Derrière la prouesse technique, il y a aussi un geste diplomatique. En s’appuyant sur une société américaine fondée par l’entrepreneur Jed McCaleb plutôt que sur un programme européen encore embryonnaire, la France acte un constat : les premières stations post-ISS seront privées et, pour l’essentiel, américaines. Mieux vaut y embarquer tôt que regarder le train passer. Le contrat précis, son montant et le nombre de sièges réservés n’ont pas été détaillés.

Ce que Haven-1 peut vraiment faire

Haven-1 reste une station modeste comparée à l’ISS et ses centaines de mètres cubes. Vast décrit un module unique de 45 mètres cubes habitables, capable d’accueillir jusqu’à quatre astronautes à la fois. Sa durée de vie en orbite est estimée à trois ans, le temps d’enchaîner quatre équipages successifs.

Les séjours seront courts. Chaque expédition doit durer entre dix et trente jours, deux semaines dans la plupart des cas, là où un astronaute de l’ISS reste six mois. L’équipage rejoindra la station à bord d’une capsule Crew Dragon de SpaceX, qui assure aussi le lancement du module sur une fusée Falcon 9. Tout repose donc sur une chaîne entièrement privée, du décollage au retour.

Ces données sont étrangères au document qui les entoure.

PR #6169, opened 2019-11-06
Bump omero-py, omero-web and omero-marshal versions

sbesson:
These should include the latest changes for Py3 compatibility


joshmoore (approved):
LGTM and only a (very) few unrelated test failures today. :+1:

PR #6172, opened 2019-11-07
Add OmeroWeb test_create_tag()

will-moore:
Adding new test as suggested at https://github.com/ome/omero-web/pull/50#issuecomment-550978557

This test fails if I revert the fixes in that PR.


joshmoore:
Merging along with omero-web#50

PR #6173, opened 2019-11-08
Check html activities output from running script

will-moore:
Adding test to check Activities html for script to catch bug at https://github.com/ome/omero-web/pull/61 that was found in manual testing.

Work in progress (having trouble running scripts locally)...


components/tools/OmeroWeb/test/integration/test_scripts.py
```diff
@@ -49,11 +49,13 @@ def upload_script(self):
 
         script = """
 import omero
-from omero.rtypes import rstring, rint, wrap
+from omero.rtypes import rstring, rint, wrap, robject
```
jburel: maybe time to order alphabetically the import

joshmoore: adding

```
[flake8]
import-order-style = smarkets
```

to `.flake8` would be one method to enforce the imports. see https://pypi.org/project/flake8-import-order/ for more info.

will-moore: I'm not sure that flake8 would catch these imports since they are in a script string.

will-moore:
This test now failing as expected with the fix https://github.com/ome/omero-web/pull/61 excluded due to travis

https://py3-ci.openmicroscopy.org/jenkins/job/OMERO-test-integration/53/testReport/OmeroWeb.test.integration.test_scripts/TestScripts/test_script_inputs_outputs_inputs0_/

PR #6175, opened 2019-11-12
Bump scripts to 5.6.0-m1

joshmoore:
Propose to merge when green and tag as 5.6.0-m1.


joshmoore:
This also needs a CHANGELOG entry for potentially adding to the upcoming image.sc post.

PR #2317, opened 2021-12-16
MEN-5331 - fixed an issue that limited profile edits to passwords

mzedel:
now editing the own email address is possible again

- also ensured the changed email is reflected in the UI right after editing
Changelog: title

### DIFF
--- a/src/js/actions/userActions.js
+++ b/src/js/actions/userActions.js
@@ -162,9 +162,14 @@ export const removeUser = userId => dispatch =>
     )
     .catch(err => userActionErrorHandler(err, 'remove', dispatch));
 
-export const editUser = (userId, userData) => dispatch =>
+export const editUser = (userId, userData) => (dispatch, getState) =>
   GeneralApi.put(`${useradmApiUrl}/users/${userId}`, userData)
-    .then(() => Promise.all([dispatch({ type: UserConstants.UPDATED_USER, userId, user: userData }), dispatch(setSnackbar(actions.edit.successMessage))]))
+    .then(() =>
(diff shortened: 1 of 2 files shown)


src/js/actions/userActions.js
```diff
@@ -162,9 +162,14 @@ export const removeUser = userId => dispatch =>
     )
     .catch(err => userActionErrorHandler(err, 'remove', dispatch));
 
-export const editUser = (userId, userData) => dispatch =>
+export const editUser = (userId, userData) => (dispatch, getState) =>
   GeneralApi.put(`${useradmApiUrl}/users/${userId}`, userData)
-    .then(() => Promise.all([dispatch({ type: UserConstants.UPDATED_USER, userId, user: userData }), dispatch(setSnackbar(actions.edit.successMessage))]))
+    .then(() =>
+      Promise.all([
+        dispatch({ type: UserConstants.UPDATED_USER, userId: userId === UserConstants.OWN_USER_ID ? getState().users.currentUser : userId, user: userData }),
```
tranchitella, line 169: I'm not sure I understand: why are you changing this API call?

mzedel: This has to be done so the email change is visible in the UI without a refresh. The user id that is used to communicate with the backend in this case is `me`, but to track the state in the UI I have to switch to the full uuid of the current user... (when editing other users the uuid is used and this is not a problem)

tranchitella (approved):

mzedel:
@mender-test-bot 

cherry-pick to:
 * 3.1.x

PR #2370, opened 2022-01-12
MEN-5250: Remove quiet flag from on-boarding bash snippet

lluiscampos:
To get an explicit error on connectivity issues if the device cannot
reach the Internet.


lluiscampos:
Still pending on decision from [JIRA discussion](https://tracker.mender.io/browse/MEN-5250?focusedCommentId=122125&page=com.atlassian.jira.plugin.system.issuetabpanels%3Acomment-tabpanel#comment-122125).

@mzedel do you think this deserves a changelog entry?

mzedel (approved):
doesn't deserve a changelog flag, since this is not really part of the frontend functionality IMO

lluiscampos:
I managed to commit only the test changes :sweat_smile:

mzedel (approved):

PR #2376, opened 2022-01-14
improved monitor config absence notification granularity

mzedel:
- this primarily takes existing alerts into account
- unfortunately there is still a chance for the notification to be misleading - especially in case of offline devices

Changelog: None


merlin-northern (approved):
lgtm, I understand that the !isOffline check is on purpose, since we would be unable to show anything.

merlin-northern:
@oleorhagen if you have not started still, this is something we could take into the release and also briefly test.

oleorhagen:
Release is branched out now, so this will have to be cherry-picked if so

mzedel:
that is in already 👌

PR #2466, opened 2022-02-17
Small adjustments to theme styles

michaelatmender:
Changelog: None

### DIFF
--- a/src/js/themes/Mender/light.js
+++ b/src/js/themes/Mender/light.js
@@ -20,7 +20,8 @@ const variantPalette = {
     '50': '#d4e9e7'
   },
   background: {
-    default: '#fff'
+    default: '#fff',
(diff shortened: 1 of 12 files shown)


src/js/themes/Mender/light.js
```diff
@@ -78,6 +78,13 @@ export const light = {
           color: variantPalette.text.primary
         }
       }
+    },
+    MuiTooltip: {
+      styleOverrides: {
+        tooltip: {
+          backgroundColor: '#24444a'
```
mzedel, line 85: that could probably be defined in the `variantPalette` above to keep the color definitions in one place, OTOH it is a theme file already

mzedel (approved):
thank you very much! one suggestion, but also feel free to merge right away!

mzedel (approved):
excellent 👌!

PR #2468, opened 2022-02-17
MEN-5233 - customizable columns 

mzedel:
~e2e test failures are due to an [issue in playwright](https://github.com/microsoft/playwright/issues/11202) that coincides with the introduction of the changed device list structure. I'm not sure if/ when this will be picked in a coming patch release for 1.19 or if we have to wait for a few weeks for 1.20 to be released... OTOH I wouldn't want to introduce workarounds for this, as the tests in question are ok as they are + their passing/ failures would be very informative...~ - fixed & adjusted test approach for improved robustness

~besides this the current test image also needs [this issue](https://github.com/microsoft/playwright/issues/12106) to be fixed~ fixed!

while waiting for [this PR](https://github.com/mui/material-ui/pull/31313) to be merged, disabling the autocomplete will live with a workaround


michaelatmender (approved):
This looks great!

PR #2470, opened 2022-02-18
fix e2e test

mzedel:
Changelog: None


mzedel:
only show in enterprise runs (so on master) - successful run is [here](https://gitlab.com/Northern.tech/Mender/gui/-/jobs/2109821561)

oleorhagen (approved):

PR #2537, opened 2022-03-16
fix: allowed deployment creation to be retried on error

mzedel:
Changelog: None


merlin-northern (approved):
tested.

PR #2580, opened 2022-03-29
MEN-5562 - prevented an issue that allowed to create a group that could not be removed

mzedel:


tranchitella (approved):
Nice, tested locally and it works fine.
I went through the code and I couldn't spot anything.

PR #2581, opened 2022-03-30
Chore/get bulk statistics

mzedel:
for motivational purposes @oleorhagen

depends on mendersoftware/deployments#666


tranchitella (approved):
Looks good and works fine.

PR #2582, opened 2022-03-31
fix: aligned signup & login page rendering

mzedel:
Changelog: None


tranchitella (approved):
Thank you for the quick fix!

Issue #1556, opened 2016-03-22
Use toolbar instead of actionbar where applicable


AndyScherzinger:
Like the title says use the toolbar - Google's new, to be used implementation of the top bar instead of the action bar which can be considered legacy. 

**Motivation**
The actionbar is simply a bar which can have a menu, search widget and in newer AppCompat versions also a drawer implementation but isn't as flexible as the toolbar.

**Reasons and benefits**
The toolbar can be customized on many ways like but not limited to:
  * adding any kind of views to it, like the progressbar which would be nice especially when 
    * we integrate the multi select branch (no dark blue line below the then grey bar)
    * no dark blue line below the bar when the drawer is opened
  * animate it, like scrolling it away on a list/recycler view which seems nice on the file browsing views
  * the material drawer can be full height, like mentioned in #1210 because this is only possible for the toolbar not the action bar (it can be done with hacks though)

I would like to work on this in case we agree this is worth implementing which I strongly suggest to make the bar future proof and also to be able to implement the above mentioned gimmicks.

So pinging @davivel @jancborchardt  @malkomich @tobiasKaminsky and @przybylski for feedback on this matter.

davivel:
Great job here, and great presentation, @AndyScherzinger .

Just missed a section about "drawbacks" ;)

davivel:
Merged, will be released with version 2.2.0

AndyScherzinger:
:small_airplane:  **Awesome collab!**  :rocket:

PR #1493, opened 2016-03-03
Reliable uploads -  UPLOADS VIEW

davivel:
@owncloud/android-developers 

Time has come.

From my POV, this is finally ready to be tested by QA (cc @jesmrec).

Many hands contributed here, starting with the awesome effort of @LukeOwncloud. Sounds wise summoning many eyes to review it. So, any comment about the code will be welcome.

Though many things have been rewritten and considerably cleaned-up, sure you will still find many points that could (and should) be refactored. I can't promise that all of them may be attended in this PR, since we really, really, need to release this with next version 1.9.2, that should be very near in time to the release of OC 9. Evolution of testing is the leading criteria right now.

Le projet a déjà glissé dans le temps. Annoncé un temps pour la fin 2026, le lancement de Haven-1 a été repoussé au premier trimestre 2027, selon les informations du média spécialisé Payload. Vast a fait passer cet hiver une série de tests de structure et lancé une mission de vérification, mais la conquête privée de l’orbite avance rarement à l’heure dite. Un nouveau report pèserait directement sur la date de vol de Prost.

Trois Français dans l’espace, du jamais-vu

L’annonce de Macron ne concerne pas que Prost. Thomas Pesquet repartira lui aussi en 2027, mais vers l’ISS, dans le cadre d’un partenariat avec la Nasa. Ce sera son troisième séjour de longue durée sur la station. Pendant ce temps, Sophie Adenot, déjà en orbite, poursuit la première mission longue d’une Française à bord de l’ISS.

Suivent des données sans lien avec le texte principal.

Issue #1561, opened 2016-03-24
Tapping on share/link icon in the list (for items which already have been shared) should directly bring up share dialog


jancborchardt:
Currently this is just an icon. Why not make it do something? ;)

cc @tobiasKaminsky @AndyScherzinger @LukeOwncloud @stoyicker @Kernald

AndyScherzinger:
Sold ;) But can we then get some new icons for that? The share icon differs from the one on the web app and also has a weird color 0_o

Not sure how easy we can integrate itemClick, iconClick and longClickForMultiSelect though... this might be the tricky part here...

tobiasKaminsky:
But only on the list?
Then I can do this (and then try to get it on multiselect branch also working)

AndyScherzinger:
Yeah, imho just on the list :)

tobiasKaminsky:
I tried to implement that a click on the share icon shows the share dialog and a click on the link directly pops up the share link to app dialog.
But there seems to be a bug so the second part is not working at the moment.
@jancborchardt or should they both behave the same?

jancborchardt:
Maybe have them both behave the same in just opening the dialog for now.

And regarding the icons, use the ones from the core repo simply :)
https://github.com/owncloud/core/blob/master/core/img/actions/share.svg

tobiasKaminsky:
Then this is very simple to do :+1:

tobiasKaminsky:
Then we have a PR: #1577

DeepDiver1975:
🤖 Automated issue triage by Claude Code review agent.

This issue was opened before 2020 and has had no activity since then, so we are
closing it as outdated. If this is still relevant on a current ownCloud release,
please **reopen** (or open a fresh issue) with up-to-date details — thank you\!

PR #1577, opened 2016-03-30
Click opens share dialog

tobiasKaminsky:
- reformatting the view generation
- using break for case, before that all cases were used (wonder that no unexpected behaviour occured)

@AndyScherzinger can you change the icon that @jancborchardt has mentioned in #1561 
https://github.com/owncloud/core/blob/master/core/img/actions/share.svg
I do not know how to get the right resolutions out of the svg file.
(maybe you can write how you do this)


jesmrec:
Current Ui/UX is optimal. Let's see in the future other improvements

La superposition n’a jamais eu lieu. Avoir en même temps trois astronautes français en activité, dont un sur une station d’un type entièrement nouveau, place le pays dans une position rare en Europe. L’Allemagne et l’Italie, longtemps mieux dotées en vols habités, n’affichent pas le même alignement.

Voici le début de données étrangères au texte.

PR #1599, opened 2016-04-09
Resized images

tobiasKaminsky:
--------- edited by @davivel

**BLOCKED** by https://github.com/owncloud/core/issues/16250

--------- edited by @jabarros
TASKs:
- [X] Changes after CR @jabarros
- [X] [QA] Create 'resizedImages' branch in QA Repo  @jesmrec
- [X] [QA] Merge 'resizedImages' branch in QA Repo
- [X] [QA] Create test plan @jesmrec 
- [ ] [QA] Validate test plan @jesmrec [WIP]

bugs and improvements:
- [ ] Unsupported image formats https://github.com/owncloud/android/pull/1599#issuecomment-229400874
- [ ] Bad preview of landscape images https://github.com/owncloud/android/pull/1599#issuecomment-229406324 @davivel [WIP]

---

This PR is now against master.

As this PR introduces a rather complex feature I will summarize it here.
- Clicking on an image loads a reduced version to the cache.
- The width and height is determinated by the screen.
- the benefit is a very small, but yet usable preview of the image.
- it can be used to send via whatsapp, or as a file to another app (like k9) with the correct filename.
- resized images are not treated as downloaded files. If the user wants to have the real file, he has to long-click and select download.
- clicking on an image shows first a square thumbnail (if available) until the resized image is loaded

**ToDo**
- Zooming a resized image with at least 2x (which can get blurry)
  - show snackbar "automatically download full image on zoom: yes"
  - Clicking "yes" after second time will offer option "always" to prevent showing the question. 
  - time out the snackbar the second time by just waiting will show "never download full image" -> "yes".
  - after both show second snackbar without action "default behaviour can be changed in settings"
- In setting: new entry "click on image downloads ..."
  - full image to storage
  - resized image to cache

### DIFF
--- a/AndroidManifest.xml
+++ b/AndroidManifest.xml
@@ -154,7 +154,8 @@
 
         <provider
             android:name=".ui.adapter.DiskLruImageCacheFileProvider"
-            android:authorities="com.owncloud.imageCache.provider">
+            android:authorities="com.owncloud.imageCache.provider"
+            android:exported="true">
         </provider>
 
         <activity
--- a/AndroidManifest.xml
+++ b/AndroidManifest.xml
@@ -152,6 +152,11 @@
             </intent-filter>
         </provider>
 
+        <provider
+            android:name=".ui.adapter.DiskLruImageCacheFileProvider"
+            android:authorities="com.owncloud.imageCache.provider">
+        </provider>
+
         <activity
             android:name=".authentication.AuthenticatorActivity"
             android:exported="true"
--- a/AndroidManifest.xml
+++ b/AndroidManifest.xml
@@ -131,7 +131,7 @@
             android:enabled="true"
             android:exported="true"
             android:label="@string/sync_string_files"
-            android:syncable="true" />
+            android:syncable="false" />
 
         <provider
             android:name=".providers.UsersAndGroupsSearchProvider"
--- a/AndroidManifest.xml
+++ b/AndroidManifest.xml
@@ -129,7 +129,7 @@
             android:name=".providers.FileContentProvider"
             android:authorities="@string/authority"
             android:enabled="true"
-            android:exported="true"
+            android:exported="false"
             android:label="@string/sync_string_files"
             android:syncable="false" />
 
--- a/src/com/owncloud/android/datamodel/ThumbnailsCacheManager.java
+++ b/src/com/owncloud/android/datamodel/ThumbnailsCacheManager.java
@@ -29,10 +29,13 @@ import org.apache.commons.httpclient.HttpStatus;
 import org.apache.commons.httpclient.methods.GetMethod;
 
 import android.accounts.Account;
+import android.accounts.AccountManager;
+import android.content.Context;
 import android.content.res.Resources;
 import android.graphics.Bitmap;
 import android.graphics.Bitmap.CompressFormat;
 import android.graphics.BitmapFactory;
+import android.graphics.Point;
 import android.graphics.Canvas;
 import android.graphics.drawable.BitmapDrawable;
 import android.graphics.drawable.ColorDrawable;
@@ -40,7 +43,11 @@ import android.graphics.drawable.Drawable;
 import android.media.ThumbnailUtils;
 import android.net.Uri;
 import android.os.AsyncTask;
+import android.view.Display;
+import android.view.View;
+import android.view.WindowManager;
 import android.widget.ImageView;
+import android.widget.ProgressBar;
 
 import com.owncloud.android.MainApp;
 import com.owncloud.android.R;
@@ -58,27 +65,27 @@ import com.owncloud.android.utils.DisplayUtils;
  * Manager for concurrent access to thumbnails cache.
  */
 public class ThumbnailsCacheManager {
-    
+
     private static final String TAG = ThumbnailsCacheManager.class.getSimpleName();
-    
+
     private static final String CACHE_FOLDER = "thumbnailCache";
 
     private static final Object mThumbnailsDiskCacheLock = new Object();
     private static DiskLruImageCache mThumbnailCache = null;
     private static boolean mThumbnailCacheStarting = true;
-    
+
     private static final int DISK_CACHE_SIZE = 1024 * 1024 * 10; // 10MB
     private static final CompressFormat mCompressFormat = CompressFormat.JPEG;
     private static final int mCompressQuality = 70;
     private static OwnCloudClient mClient = null;
 
-    public static Bitmap mDefaultImg = 
+    public static Bitmap mDefaultImg =
             BitmapFactory.decodeResource(
                     MainApp.getAppContext().getResources(),
                     R.drawable.file_image
             );
 
-    
+
     public static class InitDiskCacheTask extends AsyncTask<File, Void, Void> {
 
         @Override
@@ -88,17 +95,17 @@ public class ThumbnailsCacheManager {
 
                 if (mThumbnailCache == null) {
                     try {
-                        // Check if media is mounted or storage is built-in, if so, 
+                        // Check if media is mounted or storage is built-in, if so,
                         // try and use external cache dir; otherwise use internal cache dir
-                        final String cachePath = 
-                                MainApp.getAppContext().getExternalCacheDir().getPath() + 
-                                File.separator + CACHE_FOLDER;
+                        final String cachePath =
+                                MainApp.getAppContext().getExternalCacheDir().getPath() +
+                                        File.separator + CACHE_FOLDER;
                         Log_OC.d(TAG, "create dir: " + cachePath);
                         final File diskCacheDir = new File(cachePath);
                         mThumbnailCache = new DiskLruImageCache(
-                                diskCacheDir, 
-                                DISK_CACHE_SIZE, 
-                                mCompressFormat, 
+                                diskCacheDir,
+                                DISK_CACHE_SIZE,
+                                mCompressFormat,
                                 mCompressQuality
                         );
                     } catch (Exception e) {
@@ -112,8 +119,8 @@ public class ThumbnailsCacheManager {
             return null;
         }
     }
-    
-    
+
+
     public static void addBitmapToCache(String key, Bitmap bitmap) {
         synchronized (mThumbnailsDiskCacheLock) {
             if (mThumbnailCache != null) {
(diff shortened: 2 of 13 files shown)


tobiasKaminsky:
Snackbar is only allowing one action.
So I have adapted the behaviour.
@jancborchardt @AndyScherzinger @davivel

tobiasKaminsky:
@jancborchardt @AndyScherzinger 
After thinking about it I think a snackbar (or similar) with two options would be better, or?

jancborchardt:
I thought we said zooming should always download the image? Without showing any snackbar or something like that?

tobiasKaminsky:
No, please read the other PR.
There me and other said that this against the expectation to save bandwidth and storage. So this should stay optional.
And with the snackbar approach every user can decide on its own how the default behaviour should be.

AndyScherzinger:
@tobiasKaminsky your approach works for me since you are right, the snackbar is defined with 0-1 action. For more than 1 action we would need to use dialogs or something else.

davivel:
Having a look now, just read the comments in the thread.

First ideas:
  - zoom behaviour should be in a separate PR to limit the scope of testing.
  - about sending preview image to other apps instead of the full size image without the using being aware of it: will this behaviour fit the expectations of most of the users?

AndroidManifest.xml
```diff
@@ -114,7 +114,7 @@
             android:name=".providers.FileContentProvider"
             android:authorities="@string/authority"
             android:enabled="true"
-            android:exported="false"
+            android:exported="true"
```
davivel: Why is this needed in this PR?

AndroidManifest.xml
```diff
@@ -125,6 +125,12 @@
             android:exported="false"
             android:label="@string/search_users_and_groups_hint" />
 
+        <provider
+            android:name=".ui.adapter.DiskLruImageCacheFileProvider"
```
davivel: Why is a new exported provider needed?

src/com/owncloud/android/datamodel/ThumbnailsCacheManager.java
```diff
@@ -157,6 +165,12 @@ public ThumbnailGenerationTask(ImageView imageView, FileDataStorageManager stora
             mAccount = account;
         }
 
+        public ThumbnailGenerationTask(ImageView imageView, FileDataStorageManager storageManager,
+                                       Account account, ProgressBar progressWheel) {
+        this(imageView, storageManager, account);
```
davivel: Wrong indentention here.

tobiasKaminsky:
> zoom behaviour should be in a separate PR to limit the scope of testing.

This is a good idea.

> about sending preview image to other apps instead of the full size image without the user being aware of it: will this behaviour fit the expectations of most of the users?

If the image is not downloaded I assume that users know that the resized version is used.
The user has to explicit download a file to use this.
But maybe we can show this to the user by using "send resized image".
And use "send original size" when downloaded.

AndroidManifest.xml
tobiasKaminsky: This is for sending cached images to other apps.
Technically only a content:// is sent which points to this provider, as far as I remember.

AndroidManifest.xml
tobiasKaminsky: I have no idea :/
A quick test shows no problems if I revert this.

src/com/owncloud/android/datamodel/ThumbnailsCacheManager.java
```diff
@@ -281,18 +329,25 @@ private Bitmap doOCFileInBackground() {
                             try {
                                 String uri = mClient.getBaseUri() + "" +
                                         "/index.php/apps/files/api/v1/thumbnail/" +
```
jabarros: Please, set a constant for this

src/com/owncloud/android/files/FileOperationsHelper.java
```diff
@@ -324,6 +334,26 @@ public void sendDownloadedFile(OCFile file) {
         }
     }
 
+    public void sendCachedImage(OCFile file) {
+        if (file != null) {
+            Intent sendIntent = new Intent(android.content.Intent.ACTION_SEND);
+            // set MimeType
+            sendIntent.setType(file.getMimetype());
+//            sendIntent.putExtra(Intent.EXTRA_STREAM, Uri.parse("content://" + DiskLruImageCacheFileProvider.AUTHORITY + "/#" + file.getRemoteId() + "#" + file.getFileName()));
```
jabarros: Remove this comment if it is code not needed

jabarros:
@tobiasKaminsky In a short term, QA team is going to validate this functionality. Could you take a look to the CR changes and do a rebase on master?

jesmrec:
The images in format .tiff are not previewed, because they are not supported (thumbnail is not shown). If you tap on a tiff image, a spinner appears forever on a black background. That can be confusing for the user, so that he/she does not know if there is a problem or not. If this image format (and another ones) are not supported, it would be better to show an alert or similar indicating that the image .tiff (or whatever) can not be previewed.

jesmrec:
if you tap on a "landscape" image, is not correctly resized. 

This is the downloaded image:

screen shot 2016-06-29 at 17 49 24

The previewed (not dowloaded) in portrait:

screen shot 2016-06-29 at 17 48 41

The previewed (nor downloaded) in landscape:

screen shot 2016-06-29 at 17 58 01

In this case, this is a "landscape" image (longer than widther), so the preview should fit with the device landscape orientation. The device in portrait orientation should show something like the first attached file. 

cc @tobiasKaminsky @owncloud/android-developers

jabarros:
@owncloud/android-developers 

due to high number of conflits detected during the rebase from master, I pushed the rebase with the fixes into a new one (resizedImages_fix_rebase) in order to avoid break this PR if some conflicts were not fixed okay.

So, if anyone will work here, please, better move to new resizedImages_fix_rebase branch.

davivel:
Will resume where @jabarros left it, in the branch resizedImages_fix_rebase, fixing the second bug.

AndroidManifest.xml
davivel: That is a different functionality requiring specific tests. I will move it to a separate branch.

Please, include in the description of the PR a summary of all the changes. Otherwise the test plans could not match the scope of the changes, since we don't keep an strict order for the tasks of reviewing code and defining tests - tasks that should be independent.

davivel: I'm sorry, you already commented it in the description: "it can be used to send via whatsapp, or as a file to another app".  

I apologize.

AndroidManifest.xml
```diff
@@ -129,9 +129,9 @@
             android:name=".providers.FileContentProvider"
             android:authorities="@string/authority"
             android:enabled="true"
-            android:exported="true"
+            android:exported="false"
```
davivel: Self-note: this was set to true with addition of Document Provider.

src/com/owncloud/android/datamodel/ThumbnailsCacheManager.java
```diff
@@ -336,24 +391,39 @@ private Bitmap handlePNG(Bitmap bitmap, int px){
             return resultBitmap;
         }
 
-        private Bitmap doFileInBackground() {
+        private Bitmap doFileInBackground(Boolean mIsThumbnail) {
```
davivel: Self note: why not boolean?

AndroidManifest.xml
```diff
@@ -152,6 +152,12 @@
             </intent-filter>
         </provider>
 
+        <provider
+            android:name=".ui.adapter.DiskLruImageCacheFileProvider"
+            android:authorities="com.owncloud.imageCache.provider"
```
davivel: Self-note: check if should be in setup.xml

davivel:
Rebased double checked and pushed here; no need to go to other branch.

davivel:
> The images in format .tiff are not previewed, because they are not supported (thumbnail is not shown). If you tap on a tiff image, a spinner appears forever on a black background. That can be confusing for the user, so that he/she does not know if there is a problem or not. If this image format (and another ones) are not supported, it would be better to show an alert or similar indicating that the image .tiff (or whatever) can not be previewed.

Even more: if a resized preview can't be get, I'd say the file should be downloaded instead.

davivel:
> In this case, this is a "landscape" image (longer than widther), so the preview should fit with the device landscape orientation. The device in portrait orientation should show something like the first attached file.

Previews should use the same rules to adapt the size of the image to the screen that those used to render the full image. In your sample the preview is resulting in a clip of the image, but it should be a rescaled version.

src/com/owncloud/android/ui/preview/PreviewImageFragment.java
```diff
@@ -199,10 +205,56 @@ public void onSaveInstanceState(Bundle outState) {
...
         if (getFile() != null) {
-            mLoadBitmapTask = new LoadBitmapTask(mImageView, mMessageView, mProgressWheel);
-            //mLoadBitmapTask.execute(new String[]{getFile().getStoragePath()});
-//            mLoadBitmapTask.execute(getFile().getStoragePath());
-            mLoadBitmapTask.execute(getFile());
+            mImageView.setTag(getFile().getFileId());
+
+            if (mShowResizedImage){
+                Bitmap resizedImage = ThumbnailsCacheManager.getBitmapFromDiskCache(
+                        String.valueOf("r" + getFile().getRemoteId()));
```
davivel: Prefix "r" in the identifier to request a resized preview, and prefix "t" in the identifier to request a thumbnail? Is not too tricky? Seems that ```ThumbnailsCacheManager``` needs different methods for both cases.

davivel:
> Previews should use the same rules to adapt the size of the image to the screen that those used to render the full image. In your sample the preview is resulting in a clip of the image, but it should be a rescaled version.

And in the very end, the problem is what @tobiasKaminsky already stated in the very beginning:

> Remaining problem:
owncloud/core#16250

IMHO, this is **blocking**. 'Til that issue is not addressed, this shouldn't be merged.

zgmnkv:
Hi guys, any update on this one?
Downloading all the images that I viewed consumes a lot of memory on my device.

jesmrec:
not for the moment... you know, we are opened to contributions!!! :)

jesmrec:
Will check with next core generation.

Reste l’inconnue la plus concrète : le calendrier de Vast. Si Haven-1 décolle bien début 2027 et tient ses délais, Arnaud Prost pourrait s’envoler quelques mois plus tard. La désorbitation programmée de l’ISS vers 2030, elle, n’attendra pas. C’est tout l’enjeu de ces stations privées que la France a décidé de ne pas rater.